Année scolaire1948-1949 au couvent de Deschambault (photo tirée de l'album souvenir du centenaire du couvent en 1961.

Année scolaire1948-1949 au couvent de Deschambault (photo tirée de l’album souvenir du centenaire du couvent en 1961).

« Qui a eu cette idée folle, un jour d’inventer l’école?… C’est ce sacré Charlemagne. » Et depuis ce sacré Charlemagne, les étudiants de tout âge lancent à chaque fin d’année ces quatre mots : « L’école est finie! »

Au temps où j’étudiais au vénérable couvent des Sœurs de la Charité de Québec à Deschambault, la fin de l’année scolaire était marquée par la traditionnelle « distribution des prix ». L’évènement avait lieu le dernier après-midi d’école aux alentours du 20 juin. Quelques semaines auparavant, dans chaque classe, on avait commencé à répéter des chansons, des saynètes et quelques déclamations, lesquelles seraient présentées par les meilleurs élèves en français. Les élèves qui étudiaient le piano préparaient aussi des pièces qui seraient intercalées entre les numéros de chant ou de théâtre.

La grande salle, qui était en même temps la salle de récréation des filles pensionnaires, n’étaient séparée de la classe de musique que par deux grandes portes, qu’on ouvrait lors des fêtes et des évènements spéciaux, comme justement, la distribution des prix. Mère Saint-Jean de la Charité, la « sœur de musique », s’occupait des répétitions de chant et de théâtre et ce, en plus des exercices préparatoires aux examens de musique de ses élèves. À l’époque, on faisait beaucoup avec presque rien! Ainsi, pour la décoration de la salle et du théâtre, l’infatigable sœur composait des bouquets, faisait des banderoles et des guirlandes avec du papier crépon et tout ce qui lui tombait sous la main. Elle décorait aussi les tables sur lesquelles seraient déposées les piles de livres destinés aux élèves méritants. En plus d’être une excellente musicienne, cette religieuse avait des doigts de fée.

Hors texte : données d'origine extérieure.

PR #1036, opened 2021-11-30
Ftpd: Passive mode and much more

Mellvik:
`ftpd` now supports passive mode. Other enhancements - in addition to some bugfixes - include:
- Commands: Delete file, make directory, remove directory
- New debug stuff, activated by the `-d` option
- The `-d` option prevents disconnect from the controlling terminal
- A new -q option enables `ftpd` to be run in QEMU i passive mode, using the external port numbers from 49821-49825.

Tested under QEMU and on physical hardware.
Pending enhancements include faster multifile transfers when the SO_REUSEADDR socket option has been tested.

### DIFF
--- a/elkscmd/inet/ftp/ftpd.c
+++ b/elkscmd/inet/ftp/ftpd.c
@@ -1,4 +1,3 @@
-
 /*
  * Minimal FTP server for ELKS
  * November 2021 by Helge Skrivervik - helge@skrivervik.com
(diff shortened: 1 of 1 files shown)


ghaerr:
@Mellvik,

What a fantastic enhancement for ELKS, thank you very much!! All the work you've put in writing and testing ftpd has really helped ELKS networking become very reliable, as well as added an important capability for getting data into and out of ELKS. Super job!!

I'll commit this now along with #1035 to provide a known working baseline. I'm looking forward to learning how well this works with ftpget and ftpput, which I'll test.

A quick question - what's the "qemu hack" `sleep(1)`? Is that required for operating on QEMU? Are there any special instructions for running/testing on QEMU? I haven't used your port forwarding script yet but will after commit.

Thank you!

Mellvik:
@ghaerr,
IIRC the sleep(1) in the qemu hack was necessary to slow down the reuse of ports, otherwise we'll just run through the available 5 and run out of memory immediately - because the emulator is so fast.

If you run ftpd -q under QEMU and use the changes I send for qemu.sh, you can ftp into elks by
ftp 127.0.0.1 8021
and then do whatever as long as you use passive mode. the example shows what happens if you don't. In ftp, use help or ? to get the commands.

Thank you!


—M

www9:elks helge$ ftp 127.0.0.1 8021
Connected to 127.0.0.1.
220 Welcome - ELKS minimal FTP server speaking.
Name (127.0.0.1:helge): <—— just enter, or type anything 
331 User OK.
Password: <— just enter or type anything 
230 Password OK.
ftp> dir /
425 Can't open data connection.
503 Unknown command 
503 Bad sequence of commands.
ftp> passi
Passive mode on.
ftp> dir /
227 Entering Passive Mode (127,0,0,1,31,105)
150 Opening ASCII mode data connection for /bin/ls.
drwxr-xr-x  2 root     root         1984  Nov 30 10:02 bin
-rw-r--r--  1 root     root          214  Nov 12 12:30 bootopts
-rw-r--r--  1 root     root          581  Oct 13 08:49 bootopts.sampl
drwxr-xr-x  2 root     root          784  Nov 30 10:02 dev
drwxr-xr-x  3 root     root          208  Nov 30 10:02 etc
drwxr-xr-x  2 root     root           32  Nov 30 10:02 home
drwxr-xr-x  2 root     root           48  Nov 30 10:02 lib
-rwxr-xr-x  1 root     root        75896  Nov 30 10:02 linux
drwxr-xr-x  2 root     root           32  Nov 30 10:02 mnt
drwxr-xr-x  2 root     root           32  Nov 30 10:02 root
drwxr-xr-x  2 root     root           32  Nov 30 10:02 tmp
drwxr-xr-x  4 root     root           64  Nov 30 10:02 var
226 Transfer Complete.
ftp> 

...

Mellvik:
Thank you @ghaerr,
It seems every new project opens a new can of worms. :-)

 It wasn't intended to be that way, but it ended up being a very joint effort, and a very educating one (again). Remote debugging has challenges, but as you point out, what came out of it makes it all worthwhile.

Armed with the satisfaction of nailing this one, I guess we're ready for another one? I have a feeling the back-to-back exercise  has some  surprises up its sleeve. 
We'll know soon enough!

Thaks again.

-M

ghaerr:
> It seems every new project opens a new can of worms. :-)

Yes. Sadly though, this has been the realistic state of where TCP on ELKS has been for years. It seems it's a long haul getting a TCP stack throughly debugged, but I am learning a lot :)

> Armed with the satisfaction of nailing this one, I guess we're ready for another one? I have a feeling the back-to-back exercise  has some  surprises up its sleeve.

I hope not too ugly, but we'll see.

I just got the remote ftp talking to ftpd with your QEMU port forwarding magic, thank you. I will play with that a while and get more familiar with what you've created. I've already ran into the problem of ftpd not working with QEMU without -q. We definitely need to get that fixed, which I'll look into. Also need a way to start ftpd with debugging on at boot.

How do you switch between passive and active modes on remote ftp? Is that just the "pasv" command?

Thank you!

Mellvik:
@ghaerr,
> It seems every new project opens a new can of worms. :-)
> 
> Yes. Sadly though, this has been the realistic state of where TCP on ELKS has been for years. It seems it's a long haul getting a TCP stack throughly debugged, but I am learning a lot :)
> 
Likewise. And I forgot to mention yesterday: Yes, ftpd and the bugfixes are important contirbutions, but the enhancements are just as important - such as adding getsockname, fixing return values in accept() etc.
> Armed with the satisfaction of nailing this one, I guess we're ready for another one? I have a feeling the back-to-back exercise has some surprises up its sleeve.
> 
> I hope not too ugly, but we'll see.
> 
I think - from what I've seen this far (and from reasonable expectations), that what we'll find will be timing related - overruns, retransmits, lost packets etc. I'm rather looking forward to it, and ugly, no I don't think so :-)
> How do you switch between passive and active modes on remote ftp? Is that just the "pasv" command?
> 
It's like the 'prompt' command in ftp, you toggle it by repeating the command. And the command is 'passive' - all commands can be shortened as long as they're still unique. Thus the real DIR command is 'directory'. I cannot promise such luxury in the ELKS ftp vlient, but then, some of the functions are really low threshold. 

--Mellvik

Enfin, le jour tant attendu était là! D’un étage à l’autre, élèves et professeurs étaient gagnés par une fébrilité qui allait croissant à mesure qu’approchait le moment pour lequel on travaillait depuis plusieurs semaines. De surcroit, pour les étudiants, s’ajoutait la hâte de savoir si on repartirait avec un, deux ou une dizaine de prix. Bien avant l’heure prévue, arrivaient les parents venus autant pour assister au spectacle que pour partager la fierté de leurs enfants… ou encore pour les soutenir si les récompenses s’avéraient moins généreuses qu’on l’aurait souhaité. Le curé, le vicaire et les notables de la paroisse faisaient ensuite leur entrée et prenaient place dans les premières rangées, avec les supérieures provinciale et générale, arrivées de Québec pour l’occasion. Enfin, les élèves des petites classes, accompagnés de leurs professeurs respectifs, s’installaient en faisant le moins de bruit possible sur les chaises placées le long du corridor; les « grandes » étant les dernières à s’asseoir avant le début de la cérémonie.

Une élève de douzième année était désignée pour souhaiter la bienvenue aux dignitaires et remercier les parents d’être venus en aussi grand nombre. Le fait est que la salle était toujours remplie à chaque fois qu’il y avait une fête, et plus encore si possible lors de la distribution des prix. Comme prévu, chaque classe présentait son numéro, le tout étant entrecoupé de pièces de musique au piano et de récitations. On nous avait inculqué l’importance d’avoir une belle présentation. Le salut était primordial : les pieds rapprochés, le droit légèrement en avant du gauche, les mains l’une dans l’autre, on pliait le buste, tout en gardant la tête levée de façon à regarder les gens. Je me souviendrai toujours de la fois où une jeune élève qui devait réciter Perrette et le pot au lait, avait amusé toute l’assistance… ou presque, et cela sans l’avoir cherché. C’était sa première prestation et elle était très nerveuse. Parvenue à la fin de la fable et ne voulant pas rater son salut, elle lança les derniers mots : « … Adieu veau, vache, cochon, couvée! » en saluant chacun des augustes personnages de la première rangée. Soulagée, elle se retira vivement sans plus attendre, sous les rires de l’assistance. Heureusement, elle n’eut pas à subir les remontrances de son professeur… c’était la fin de l’année!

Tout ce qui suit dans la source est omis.